Einer der ersten Politiker, die ich live und in Farbe gesehen habe, war Rainer Barzel. Es muß der Bundestagswahlkampf 1983 gewesen sein. Als bemühter Demokrat anarchistischer Gesinnung wollte ich damals auch hören, was der Feind sagt.
Es war erschreckend. Die Provinzprinzen, immerhin auch Landesweit mit großem Einfluß, trugen ihre politischen Weisheiten auf eine Art vor, die meine schönsten Vorurteile bestätigte: Verblödete Spießer, die keinen klaren Gedanken fassen konnten und keine drei Sätze gerade herausbekamen. Als Star des Abends kam dann Rainer Barzel, der versucht hatte, Willy Brandt zu stürzen. Welch eine Enttäuschung! Barzel gab einige Überzeugungen zum besten, die mir sehr fern waren, aber ich mußte eingestehen, daß mich von ihm weniger trennte, als ihn von seinen politischen Freunden. Das war eine völlig andere Welt, klare Gedanken, rhetorisch brillant vorgetragen.
Zähneknirschend stellte ich fest, daß der bourgoise Funktionär mir Respekt abgerungen hatte.
Das änderte an meiner politischen Einstellung freilich ebensowenig wie die Sprüche eines gewissen Heiner Geißler, der in den Achtzigern einen starken Hang zu unkontrollierter Polemik auslebte. Seitdem er sich dann, vielleicht geläutert durch das System Kohl, auf inhaltliche Debatten verlegt hat, freue ich mich oft, von ihm zu hören oder zu lesen. Ich bin seiner Partei nach wie vor sehr wenig gewogen, aber das mindert auch hier den Respekt keineswegs.

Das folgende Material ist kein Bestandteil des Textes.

Issue #16841, opened 2025-07-06
FileUpload with multiple option creates invisible div over form


Lirux:
### Package

filament/filament

### Package Version

4.0.0-beta13

### Laravel Version

12.19.3

### Livewire Version

3.6.3

### PHP Version

8.3.19

### Problem description

FileUpload and SpatieMediaLibraryFileUpload with multiple() option creates invisible div. Possible to block other form elements.

<img width="1252" height="472" alt="Image" src="https://github.com/user-attachments/assets/1dfb67fc-1dec-4389-b877-55847ed39d9e" />

### Expected behavior

Not blocking other form elements.

### Steps to reproduce

Create form with FileUpload or SpatieMediaLibraryFileUpload field and add directly below the FileUpload fields an input field.

```php
TextInput::make('title')
    ->columnSpanFull(),

SpatieMediaLibraryFileUpload::make('images')
    ->label('Spatie File Upload')
    ->multiple(),

FileUpload::make('images')
    ->label('File Upload')
    ->multiple(),

TextInput::make('foo'),

TextInput::make('bar'),
```

### Reproduction repository (issue will be closed if this is not valid)

https://github.com/Lirux/filament-file-upload-bug

### Relevant log output

```shell

```

demianottema:
This happens also for select fields where multiple() is used.

danharrin:
This is the related Filepond issue to track: https://github.com/pqina/filepond/issues/957

Lirux:
Created a pull request to fix this issue. https://github.com/filamentphp/filament/pull/16900

PR #16900, opened 2025-07-09
Fix filepond invisible blocking div

Lirux:
## Description

Fixes issue: https://github.com/filamentphp/filament/issues/16841

Overwrite the css classes because the filepond project seems to be not updated anymore.

Tested it for SpatieMediaLibraryFileUpload and FileUpload. With and without multiple().

## Visual changes
Before
Screenshot 2025-07-06 at 12 43 16

After
Screenshot 2025-07-09 at 22 55 05

Working like expected
https://github.com/user-attachments/assets/d1fe9644-2925-4cb1-91f0-0397cbb04cc8

## Functional changes

### DIFF
--- a/packages/forms/resources/css/components/file-upload.css
+++ b/packages/forms/resources/css/components/file-upload.css
@@ -41,6 +41,16 @@
         @apply rounded-full;
     }
 
+    & .filepond--root[data-style-panel-layout~='compact'],
+    & .filepond--root[data-style-panel-layout~='integrated'] {
+        & .filepond--list-scroller {
+            overflow: unset;
+            height: unset;
+            margin-top: 0;
+            margin-bottom: 0;
+        }
+    }
+
     & .filepond--panel-root {
         @apply bg-transparent;
     }
--- a/packages/forms/resources/css/components/file-upload.css
+++ b/packages/forms/resources/css/components/file-upload.css
@@ -30,7 +30,7 @@
     }
 
     & .filepond--root {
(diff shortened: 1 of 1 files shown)


danharrin:
What is the scroller used for? Are we not able to just apply an `overflow-hidden` to the `--root`, or does it have unintended consequences? These overrides feel like they could break something

Lirux:
So, I did some tests. 

Your suggestion to just put overflow-hidden would also work. 
- I tested it on mobile browser -> no issues
- I tested it the reorderable() option -> no issues
- I tested it create in modal
- I tested it create in slideover
- 
My fix is just a edited version from the filepond issue you linked.

There is no evidence that the list-scroller is used for other stuff.
- I tried with max-width on the filepond--root to simulate a fix height. [But the scrollbars didn't show up automatically](https://pqina.nl/filepond/docs/api/style/#limiting-the-height-of-filepond).
- The list scroller could have a "overflow" state. But it's not documented how to assign that to the [list scroller](https://github.com/pqina/filepond/blob/fef56ae870dc05caeb0edda7879393dca381732a/src/css/list-scroller.css#L12).
- It's possible that this list-scroller has no special function anymore?? [Last commit 6 years ago??](https://github.com/pqina/filepond/blob/fef56ae870dc05caeb0edda7879393dca381732a/src/js/app/view/listScroller.js)

danharrin (changes requested):
Thanks for the investigation. I think let's go with the `overflow-hidden` fix then please @Lirux since it changes less of the internal CSS.

Lirux:
Just added the overflow-hidden and removed my other attempt.

danharrin (approved):

danharrin:
Thanks

Issue #16904, opened 2025-07-10
Slideover nav menu always opens on page load when using `->sidebarCollapsibleOnDesktop()`


binaryfire:
### Package

filament/filament

### Package Version

4-beta15

### Laravel Version

12

### Livewire Version

3

### PHP Version

8.4

### Problem description

The problem described in [this issue](https://github.com/filamentphp/filament/issues/15056) wasn't fixed by this [PR](https://github.com/filamentphp/filament/pull/16647).

The issue isn't with the sidebar, it's with the behavior of the slideover nav menu. If you're using `->sidebarCollapsibleOnDesktop()` and the sidebar is expanded, the slideover opens automatically on small breakpoints (without clicking the hamburger icon). Which means users on small devices or who resize their browser window need to click away to close it:

https://github.com/user-attachments/assets/4801c88a-601a-4597-adc6-5cd2b06c16de

The logic for collapsing the sidebar and opening the slideover seem to be linked, instead of being handled separately. When the sidebar is collapsed, the problem doesn't occur.

### Expected behavior

Collapsing / expanding the sidebar shouldn't cause the slideover nav menu to open.

### Steps to reproduce

1. Clone reproduction repo
2. Follow the steps in the video above

### Reproduction repository (issue will be closed if this is not valid)

https://github.com/binaryfire/filament-bug-reproduction

### Relevant log output

```shell

```

danharrin:
I don't think they need to be separated, we just need to add some sort of `ResizeObserver` so that when the browser gets smaller and the sidebar becomes an overlay, it also closes.

binaryfire:
Cool yeah that’s what I was thinking. I’ll put something by together.

Issue #15056, opened 2024-12-11
On mobile, filament panel loads with sidebar expanded


Persaeus:
### Package

filament/filament

### Package Version

v3.2.128

### Laravel Version

v11.34.2

### Livewire Version

v3.5.12

### PHP Version

PHP 8.4.1

### Problem description

The page loads with the sidebar expanded by default on mobile...

https://github.com/user-attachments/assets/6ecf2e3b-3d79-4170-ac19-13b390665ef4

The reason, is that the sidebar's `isOpen` parameter is initialized as `true`:

https://github.com/filamentphp/filament/blob/0a867664655559540fbb18506002652caa2efd03/packages/panels/resources/js/index.js#L7

### Expected behavior

The page should load normally and not be obscured by the sidebar slideover. The sidebar navigation can be accessed by clicking on the hamburger button

### Steps to reproduce

1. Open new browser window with private/incognito mode, so `localStorage` is empty
2. Use a mobile browser, or use something like "Responsive Design Mode" to simulate narrow screen width
3. Navigate to any panel page
4. Observe that the page loads with sidebar expanded

### Reproduction repository (issue will be closed if this is not valid)

https://github.com/filamentphp/demo

binaryfire:
Confirming this is still an issue with Filament 4 beta 5. I'm building a desktop app with NativePHP + Filament and the app always opens with the sidebar open.

danharrin:
Changed the v4 default, I am too afraid to do so in v3 though #16647

PR #16905, opened 2025-07-10
Revert default collapsed sidebars

binaryfire:
Reverts https://github.com/filamentphp/filament/pull/16647. See: https://github.com/filamentphp/filament/issues/16904.

This PR didn't solve the issue (which was related to the slideover, not the sidebar). The default for the sidebar should still be `open`.


danharrin:
The slideover and the sidebar are the same component, which is why the "open" state is linked. The original issue was that when you visited the site on mobile, the sidebar was open, and it is now closed. Resizing the browser window was not mentioned by the original reporter.

binaryfire:
Could you please take another look at the video he shared in https://github.com/filamentphp/filament/issues/15056? I'm pretty sure he was talking about the slideover always being open. He also said:

> The page should load normally and not be obscured by the sidebar slideover. The sidebar navigation can be accessed by clicking on the hamburger button

danharrin:
Yes, I watched it- before the PR, when you signed in on mobile the sidebar was open instead of closed.

PR #16909, opened 2025-07-10
fix: `->searchable()` Select without `->getOptionLabelUsing()` validation

ralphjsmit:
Previously, if you had a searchable `Select`, it would have worked to only provide a `->getSearchResultsUsing()`. This works for a situation where the `Select` is never filled in on mount, as the `Select` will always display the label that came from the `->getSearchResultsUsing()`. It might be good to restore this behavior as otherwise people will be running into validation errors without them having any clue what it's caused by.

### DIFF
--- a/packages/forms/src/Components/Select.php
+++ b/packages/forms/src/Components/Select.php
@@ -604,7 +604,13 @@ class Select extends Field implements Contracts\CanDisableOptions, Contracts\Has
     {
         $state = null;
 
-        $label = $this->evaluate($this->getOptionLabelUsing, [
+        $callback = $this->getOptionLabelUsing;
+
+        if (! $withDefault && ! $callback) {
+            throw new Exception("Select field [{$this->getStatePath()}] must have a [getOptionLabelsUsing()] callback set.");
+        }
+
+        $label = $this->evaluate($callback, [
             'value' => function () use (&$state): mixed {
                 return $state = $this->getState();
             },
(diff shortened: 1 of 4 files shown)


packages/forms/src/Components/Select.php
```diff
@@ -1415,7 +1415,14 @@ public function getInValidationRuleValues(): ?array
             return array_keys($this->getOptionLabels(withDefaults: false));
         }
 
-        return blank($this->getOptionLabel(withDefault: false)) ? [] : null;
+        $optionLabel = $this->getOptionLabel(withDefault: false);
+
+        if ($this->isSearchable() && ! $optionLabel) {
```
danharrin: I don't think we can trust that an absence of the option label indicates an absence of `getOptionLabelUsing()`, it could be that the option is invalid and no label is returned. In which case, if its also searchable, this would mean the validation is skipped, I think.

To be honest, I think that we should probably alter `getOptionLabel()` and `getOptionLabels()` to throw an exception if `$withDefault` is `false` and `$this->getOptionLabelUsing` is null, instead of silently failing. Users should be forced to implement the correct callbacks otherwise validation is not possible.

danharrin (changes requested):

packages/forms/src/Components/Select.php
ralphjsmit: Hey @danharrin, I tested that, but the `setUp()` method already provides a default `getOptionLabelUsing()` and `getOptionLabelsUsing()` callbacks, so the `$this->getOptionLabelUsing` is never `null`, so the exception is never thrown. Could work around it by detecting a custom option label set using e.g. a boolean property, but that would become a bit dirty quickly I think. What do you think?

danharrin:
I'll take this one over and try and find the right solution. Thanks for the report though, just want to be very careful not to introduce any validation security issues.

danharrin:
@ralphjsmit can you review #16920 please when you have a chance?

PR #16911, opened 2025-07-10
Hide sidebar slideover on mobile without collapsing desktop by default

binaryfire:
_Edit: Please see my second comment. Just pushed a new version that keeps track of and restores desktop state on resizing._

Setting `isOpen` to `false` by default fixed [#15056](https://github.com/filamentphp/filament/issues/15056) (sidebar auto-opening on mobile) but introduced a issue where the sidebar always starts collapsed on desktop - which usually isn't desirable.

This PR keeps the sidebar open by default on desktop while preventing it from auto-opening on mobile by:
1. Adding a ResizeObserver that closes the sidebar when resizing to mobile (< 1024px)
2. Checking on init to close the sidebar if loading on a mobile device

Since desktop and mobile share the same `isOpen` state, resizing a desktop window with an expanded sidebar to mobile and back results in a collapsed sidebar. This affects users who frequently snap/resize windows (like me). Maybe a future improvement could implement separate `isOpen` states for the desktop sidebar and mobile slideover to solve that.

Behaviour with this PR:
[Dubb-2025-07-10 at 08.30.20.677 PM.webm](https://github.com/user-attachments/assets/de70f01e-556e-4fc3-a1ff-5851b1923fc1)


binaryfire:
Just pushed a new version. This is a full fix using a separate `isOpenDesktop` key to keep track of the desktop state when resizing:

[Dubb-2025-07-10 at 09.28.12.029 PM.webm](https://github.com/user-attachments/assets/adda0338-c149-4779-bbdc-a7976fe87342)

danharrin (approved):

danharrin:
Thanks

PR #16920, opened 2025-07-11
Refactor select option validation

danharrin:
Replaces #16909


ralphjsmit (commented):
Looks good to me @danharrin. The exception is surely helpful.

PR #16928, opened 2025-07-12
Fix datepicker cannot be enabled

### LINKED ISSUE #16927: Datepicker cannot be enabled after initial page load
### Package

filament/forms

### Package Version

v3.3.31

### Laravel Version

v12

### Livewire Version

v3.6

### PHP Version

PHP 8.4

### Problem description

It is not possible to enable a Datepicker via subsequent requests when the Datepicker is initially in disabled state. Example: A Datepicker should only be enabled when a specific Select option is selected.

I believe the problem comes from #16762. Especially the added wire:ignore in date-time-picker.blade.php. To solve the wire:ignore should be removed. To compensate the removed wire:ignore, the v4 PR #16817 should be rolled out for v3 aswell since it solves the source of the problem #16762 tried to solve.

I would be happy to create a PR for it.

### Expected behavior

War früher alles besser? Macht das Alter die Menschen wirklich weise? Oder leben wir in Zeiten, die den Tiefpunkt politischer Kultur markieren und gerate ich deshalb ins Schwärmen für diese, Pardon, Opas der CDU?
Einer gehört übrigens selbstverständlich nicht dazu. Wenn einer den Untergang von Stil und Charakter in der deutschen Politik zu verantworten hat, ist es Helmut Kohl.